On the bright side, we soon crossed into Oklahoma (The “Sooner State” of course) – home to more drivable miles of Route 66 than any other State.  I was chuffed to be behind the wheel.  The road rolled with the hills of the terrain; and occasionally tested our nerve by changing from smooth tarmac to miles of dirt track and gravel.   We stuck to our “no interstate unless we absolutely have to” guns and sure enough found ourselves in Vinita – another dead cert on any 66 map.  The reason for its mapworthy status is the Clanton’s Café – Oklahoma’s oldest family run restaurant (since 1927).  Clanton’s also has a reputation for serving a fine example of a State classic – prairie oysters.  Sound delicious don’t they?  Playing the reluctantly-ignorant Englishman with aplomb, I asked what exactly they were.  “Calf fries, sugar”.  Exactly?  “Beef testicles, sweetheart”.  Hmmm.  We were presented with a complementary bowl (see photo for close up), so in the words of Veronica Corningstone: when in Rome.  Dare I say it, they tasted a bit like chicken.  Then I tried a big one – which also tasted like chicken….that had been left out on the side to defrost for a few hours too long.   I opted to wash the taste away with a recommended beef & gravy sandwich with mash.  A fine recommendation; as was Mike’s Clanton’s signature dish – chicken-fried beef.  My mental image is of a chicken standing at a stove frying Mike’s beef, but is probably inaccurate (in fact, I’m still not entirely sure what 'chicken-fried’ means).

The rest of the day was all about finding Catoosa.  Why?  Partly because I liked the name, but mostly because it was home to what I expect is one of 66’s most photographed attractions – the giant blue whale!  Back in the 1970’s, Tulsa Zoo’s curator opened a small waterpark in Catoosa, complete with a huge blue whale that kidwinks could slide, jump and dive off.  Sadly in 1988 - like most 66 sideshows - this one ultimately had to close down.   At least it is still bringing endless joy to motorists who pull over and discover the child in them by climbing on to Moby’s tail or into his hollow head.  Considering it was 104f in the shade, the park very nearly had its first customers for 22yrs; but the disconcerting levels of pond weed in the water made us think twice.  We left Catoosa for Tulsa having had a whale of a time (sic).

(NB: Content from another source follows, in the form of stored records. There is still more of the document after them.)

PR #5065, opened 2016-02-25
Add get_absolute_html_url method to base serializer and encourage usage

cwisecarver:
This fixes the html api urls pointing to the api instead of osf.


cwisecarver:
@sloria This fixes the HTML api links.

An unscheduled detour to the airport was required the next day.  For reasons I won’t bore either of my readers with, Gemma needed to head home.  From here on in, it was just me, Mike and the open road.  Having said our farewells, we headed straight into the heart of Tulsa.  I had no idea what to expect from Tulsa – barring a mention in Friends when Chandler briefly commuted from New York, I hadn’t even heard of the place.  All I can say is Mr. Bing was right to stay in New York.  Tulsa is actually exceptionally clean and on this sunny day even looked quite pretty.  The creepy thing about the place is there was NO ONE on the streets.  Literally nobody.  Think Tom Cruise’s Times Square sequence in Vanilla Sky, or Cillian Murphy at the start of 28 days later in London.  A most Bizarre and slightly unsettling feeling.  For the first time in my life I was happy to see a homeless person (didn’t give him any money though, as I was still wary he may be a zombie).  When in doubt, trust your gut.  I was hungry.  Hit a 1950s looking joint called New Atlas Grill and was comforted nothing insidious was going down in Tulsa – the place was packed with living folk.  As a bonus, I had a tuna steak sandwich that’s beauty was only outshone by the brunette lady who served it.  The (deserted!) coffee shop across the street, that we hung by for a caffeine hit, featured a full scale wrestling ring and had figures of jack Black-esque Nacho Libre wrestlers hanging from the ceiling.  The public were invited to grapple each other here twice a month!  We have open-mic nights, Tulsa has open-leotard nights.  Genuinely devastated not to be around for a fight night.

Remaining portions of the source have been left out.